Monthly review cadence
Each month:
- Export user lists from all SaaS tools
- Identify accounts exceeding 60-day inactivity threshold
- Apply the three questions
- Disable accounts that fail review
- Document all actions
- Report findings to security lead
Quarterly deep review
Each quarter:
- Review all disabled accounts
- Identify patterns in why accounts become dormant
- Update onboarding/offboarding processes to prevent recurrence
- Report trends to leadership
Annual cleanup
Each year:
- Review all service accounts
- Validate all admin role assignments
- Verify integration accounts are still needed
- Update documentation
The business case
Eliminating dormant accounts delivers measurable benefits:
Security: Reduced attack surface. Fewer valid credentials for attackers to target.
Compliance: Demonstrable governance. Evidence of access reviews for auditors.
Cost: Reduced SaaS spend. Every dormant account is a wasted license.
Efficiency: Cleaner identity landscape. Easier to manage when you know who has access.

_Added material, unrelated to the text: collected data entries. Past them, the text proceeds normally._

PR #14, opened 2021-05-08
ssd1306: Add SetDisplayStartLine

lutzky:
This is useful for controlled, smooth, vertical scrolling (to new content, not a looping scroll like `Dev.Scroll`. This is 10.1.6 from page 36 of [the datasheet].

With double-buffering, a 128x32 ssd1306 can scroll indefinitely. This can be done by setting `Opts.H: 64` (which does unfortunately dim the display a little bit), and using the lower 32 lines (which are off-screen) as a second image buffer.

[the datasheet]: https://cdn-shop.adafruit.com/datasheets/SSD1306.pdf

### DIFF
--- a/ssd1306/ssd1306.go
+++ b/ssd1306/ssd1306.go
@@ -279,6 +279,17 @@ func (d *Dev) SetContrast(level byte) error {
 	return d.sendCommand([]byte{0x81, level})
 }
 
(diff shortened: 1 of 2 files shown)


maruel:
gohci

maruel:
Thanks! I'm waiting for another PR to be completed and I'll do a release.

PR #16, opened 2021-08-10
apa102: allow to specify SPI Mode in Opts

alexgth:
Some devices such as the secondary SPI Port of the Raspberry Pi 3 don't support the default SPI Mode 3.
This Change allows to set the SPI Mode to any other by changing the Opts.

### DIFF
--- a/apa102/apa102.go
+++ b/apa102/apa102.go
@@ -92,8 +92,12 @@ type Opts struct {
 // As per APA102-C spec, the chip's max refresh rate is 400hz.
 // https://en.wikipedia.org/wiki/Flicker_fusion_threshold is a recommended
 // reading.
-func New(p spi.Port, o *Opts) (*Dev, error) {
-	c, err := p.Connect(20*physic.MegaHertz, spi.Mode3, 8)
+//
+// Most devices can use spi.Mode3, but the raspberry pi 3 secondary SPI
+// for example does not support this Mode. You may need to use spi.Mode0
+// in this and similar cases.
+func New(p spi.Port, o *Opts, spiMode spi.Mode) (*Dev, error) {
+	c, err := p.Connect(20*physic.MegaHertz, spiMode, 8)
 	if err != nil {
 		return nil, err
 	}
--- a/apa102/apa102.go
+++ b/apa102/apa102.go
@@ -36,10 +36,11 @@ const NeutralTemp uint16 = 6500
 
 // DefaultOpts is the recommended default options.
 var DefaultOpts = Opts{
-	NumPixels:        150,   // 150 LEDs is a common strip length.
-	Intensity:        255,   // Full blinding power.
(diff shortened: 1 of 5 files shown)


maruel:
Hi! Thanks for the contribution! Sorry I dropped it in my emails.

Frankly, I think I'd prefer to just switch to Mode0 and not make it an option. What is the downside?

maruel:
Ignore the test failure, I need to redo the way I do forward-testing.

alexgth:
I'm not sure wether or not there might be some weird behaviour on the LED side of things due to the clock polarity being inverted. Whenever I accessed less LEDs than i connected the one LED after the last one was bright white, which might be because of the LEDs protocol (more likely for my understanding) or because of the SPI Mode. I unfortunately can't test it as I don't have access to the hardware anymore.

sahib:
@maruel: Are we sure that no other user of this library uses mode 3?
@alexgth: :wave:

maruel:
Frankly I'd simply use Mode1 and see if anyone complains on the next release. Users can always revert back to the previous release if it breaks them and we will add a bool flag at that point.

sahib:
@maruel: if users note that something is broken soon enough :sweat_smile: I guess the approach in this PR has the potential to save some tears. I was initially asking because I darkly recalled that we tried some LED strips initially on the first SPI port of a rpi3  (current approach uses second port), where mode 3 (old default) was working, but mode 1 not. That led to my guess that changing the default will break things for people.

maruel:
Sorry for the delay, lots of things happening here.

Thanks for the data point about some LEDs not working with mode3. I'd still prefer to use a bool defaulting to false so that a constructing a Opt{} by hand still works. Right now with this change constructing a Opt{} will result in spi.Mode0, which doesn't work. Please document the flag to explain the specific use case, and the fact that some LEDs may not work when the bool is set to true. 

I've finally fixed the github actions checks, so please git fetch and git rebase first. Thanks!

maruel:
Revisiting this PR: I'd really prefer to use a bool instead of a spi.Mode; this way the default bool value in Go (false) is the right one.

gsexton:
@maruel I've read through the chain of this. I see your point about constructing a device by hand results in Mode0 which breaks some things. The PR does have a default value that provides Mode3. 

I think having a boolean (UseMode0) is kind of a awkward.  How would you like to see this use a boolean?

maruel:
> @maruel I've read through the chain of this. I see your point about constructing a device by hand results in Mode0 which breaks some things. The PR does have a default value that provides Mode3.
>
> I think having a boolean (UseMode0) is kind of a awkward. How would you like to see this use a boolean?

3.5 years ago that was my preference from the perspective that otherwise new users that create an Options struct will be broken. My default stance is that working code should not be broken unless there's a good reason to. I don't feel this pass the bar, hence the bool.

PR #18, opened 2021-10-02
ds18b20: support for DS18S20

bboehmke:
This change add support for the [DS18S20](https://datasheets.maximintegrated.com/en/ds/DS18S20.pdf) to the ds18b20 package.
I also added some tests for the temperature parsing based on values from the datasheets of the DS18B20 and the DS18S20.

Because the implementation of these 2 sensors are nearly identically I simply extended the `ds18b20` package.


ds18b20/doc.go
```diff
@@ -21,6 +21,7 @@
 // Datasheets
 //
 // https://datasheets.maximintegrated.com/en/ds/DS18B20-PAR.pdf
+// https://datasheets.maximintegrated.com/en/ds/DS18S20.pdf
```
maruel, line 24: Technically it's better to leave an empty line so it shows up better at https://periph.io/x/devices/v3/ds18b20. I realize the other link should be changed to https. The two can be done in a follow up.

maruel (approved):
Thanks for the change, and thank for taking the time to add a unit test!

Most organisations are surprised by how many dormant accounts they find. A typical SME with 50 employees and 20 SaaS tools will find 10-20% of accounts are dormant. That's 10-20 potential attack vectors you can eliminate in a single review.
Start today
You don't need special tools to get started. You need a list of your SaaS tools and admin access to each one.
Begin with your most critical tools—the ones that hold sensitive data or connect to core business processes. Expand to all tools over time.
The most important thing is to start. One review today prevents a breach tomorrow.